Where a line below includes the word "modules", copy that line.

START INFORMATION SUPPLIED

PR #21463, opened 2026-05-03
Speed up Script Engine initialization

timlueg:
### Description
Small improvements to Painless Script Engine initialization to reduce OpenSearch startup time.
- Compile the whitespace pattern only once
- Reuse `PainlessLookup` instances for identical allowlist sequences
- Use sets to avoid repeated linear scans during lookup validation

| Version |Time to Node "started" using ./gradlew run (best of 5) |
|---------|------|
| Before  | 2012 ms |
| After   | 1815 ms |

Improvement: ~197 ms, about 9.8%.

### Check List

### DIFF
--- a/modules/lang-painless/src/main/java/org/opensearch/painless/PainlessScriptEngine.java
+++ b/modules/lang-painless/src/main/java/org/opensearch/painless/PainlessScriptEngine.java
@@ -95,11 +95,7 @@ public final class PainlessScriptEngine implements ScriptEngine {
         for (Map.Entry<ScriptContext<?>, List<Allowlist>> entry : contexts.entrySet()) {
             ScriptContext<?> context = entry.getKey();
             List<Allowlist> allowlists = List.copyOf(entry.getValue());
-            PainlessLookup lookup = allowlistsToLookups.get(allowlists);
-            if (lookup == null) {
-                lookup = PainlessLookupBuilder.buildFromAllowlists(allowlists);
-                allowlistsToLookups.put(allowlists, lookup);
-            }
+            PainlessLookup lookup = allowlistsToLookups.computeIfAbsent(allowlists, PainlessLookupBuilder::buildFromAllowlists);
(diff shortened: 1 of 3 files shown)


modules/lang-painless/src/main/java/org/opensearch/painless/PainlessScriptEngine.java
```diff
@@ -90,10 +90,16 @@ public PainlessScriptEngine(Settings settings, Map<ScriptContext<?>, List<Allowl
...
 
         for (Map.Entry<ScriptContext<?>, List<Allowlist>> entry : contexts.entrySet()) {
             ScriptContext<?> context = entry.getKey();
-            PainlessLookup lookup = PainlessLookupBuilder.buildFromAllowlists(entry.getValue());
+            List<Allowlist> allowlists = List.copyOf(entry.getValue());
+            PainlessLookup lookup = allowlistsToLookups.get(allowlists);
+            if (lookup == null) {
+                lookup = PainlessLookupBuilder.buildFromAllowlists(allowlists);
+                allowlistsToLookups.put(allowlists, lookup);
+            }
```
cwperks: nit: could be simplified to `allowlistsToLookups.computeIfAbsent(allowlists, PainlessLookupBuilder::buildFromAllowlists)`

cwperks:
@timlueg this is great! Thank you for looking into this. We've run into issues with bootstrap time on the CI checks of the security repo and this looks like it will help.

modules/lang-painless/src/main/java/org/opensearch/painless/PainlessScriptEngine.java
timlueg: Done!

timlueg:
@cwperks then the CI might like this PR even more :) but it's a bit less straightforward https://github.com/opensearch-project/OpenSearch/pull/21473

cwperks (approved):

END INFORMATION SUPPLIED
START INFORMATION SUPPLIED

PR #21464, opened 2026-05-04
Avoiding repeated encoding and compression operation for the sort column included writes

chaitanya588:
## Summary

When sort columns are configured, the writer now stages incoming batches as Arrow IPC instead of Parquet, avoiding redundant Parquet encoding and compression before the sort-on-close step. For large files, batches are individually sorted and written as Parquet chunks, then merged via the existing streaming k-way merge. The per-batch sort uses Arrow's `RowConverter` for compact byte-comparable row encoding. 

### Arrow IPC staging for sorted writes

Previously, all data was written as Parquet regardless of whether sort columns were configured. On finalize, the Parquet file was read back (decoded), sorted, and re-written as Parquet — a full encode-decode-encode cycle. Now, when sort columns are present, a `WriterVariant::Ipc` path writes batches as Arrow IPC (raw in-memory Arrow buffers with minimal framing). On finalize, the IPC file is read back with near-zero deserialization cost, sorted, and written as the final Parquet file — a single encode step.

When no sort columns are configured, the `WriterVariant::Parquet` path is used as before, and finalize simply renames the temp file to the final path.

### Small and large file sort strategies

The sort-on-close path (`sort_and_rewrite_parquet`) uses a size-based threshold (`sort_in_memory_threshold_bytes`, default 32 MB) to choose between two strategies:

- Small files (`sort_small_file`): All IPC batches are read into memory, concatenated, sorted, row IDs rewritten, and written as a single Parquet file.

END INFORMATION SUPPLIED

* _ANSWER AREA_:
--- a/modules/lang-painless/src/main/java/org/opensearch/painless/PainlessScriptEngine.java
+++ b/modules/lang-painless/src/main/java/org/opensearch/painless/PainlessScriptEngine.java
modules/lang-painless/src/main/java/org/opensearch/painless/PainlessScriptEngine.java
modules/lang-painless/src/main/java/org/opensearch/painless/PainlessScriptEngine.java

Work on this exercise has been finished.